I agree with your general idea. I'd add it also looks very similar to what typical GNU/Linux have in practice: blessed packages from the distros' repositories, and third-party repos for those who want them.
Debian also has something 'in the middle' with additional repositories that aren't part of the main distribution and/or contain proprietary software.
Or maybe just get comfortable with adding versions and deprecation. eg optparse to argparse (though tbf, I would have just preferred it was optparse2). Or maybe the problem is excessive stability commitments. I think I prefer languages that realize things can improve and are willing to say if you want to run 10 year old code, use a 10 year old compiler/runtime.
I think I prefer languages that realize things can improve and are willing to say if you want to run 10 year old code, use a 10 year old compiler/runtime.
IMHO, the trouble with that stance is that it leaves no path to incrementally update a long-lived system to benefit from any of those improvements.
Suppose we have an application that runs on 2025’s most popular platform and in ten years we’re porting it to whatever new platform is popular in 2035. Personally, I’d like to know that all the business logic and database queries and UI structure and whatever else we wrote that was working before will still be working on the new platform, to whatever extent that makes sense. I’d like to make only some reasonably necessary set of changes for things that are actually different between the two platforms.
If we can’t do that, our only other option is a big rewrite. That is how you get a Python 2 to Python 3 situation. And that, in turn, is how you get a lot of systems stuck on the older version for years, despite all the advantages any later versions might offer.
1 reply →
That's not an apple-to-apple comparison, since Rust is a low-level language, and also because `reqwest` builds on top of `tokio`, an async runtime, and `hyper`, which is also a HTTP server, not just a HTTP client. If you check `ureq`, a synchronous HTTP client, it only adds 43 packages. Still more, but much less.
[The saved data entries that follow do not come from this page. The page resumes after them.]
PR #3375, opened 2016-01-28
Read group names from the OS rather than hard-code en-US versions (in tests)

MarcinHoppe:
Acceptance test fails on non-English OS due to hardcoded security principal names. The fix is to read them from the OS.


danielmarbach:
:+1:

And in Go I can build a production-ready HTTPS (not just HTTP) server with just the standard library and a few lines of code. (0 packages).
That Rust does not have standard implementations of commonly-used features (such as an async runtime) is problematic for supply chain security, since then everyone is pulling in dozens (or hundreds) of fragmented 3rd-party packages instead of working with a bulletproof standard library.
And this is exactly why Go is winning: because it's actually rather easy to write "pure Go" utilities (no dependencies outside the standard library), which statically compile to boot (avoiding shared libraries).
> (cf. PHP and hacks like `mysql_real_escape_string`, for example.)
PHP is a fantastic resource to learn how to do proper backward compatibility and package management. By doing the exact opposite of whatever PHP does, mostly.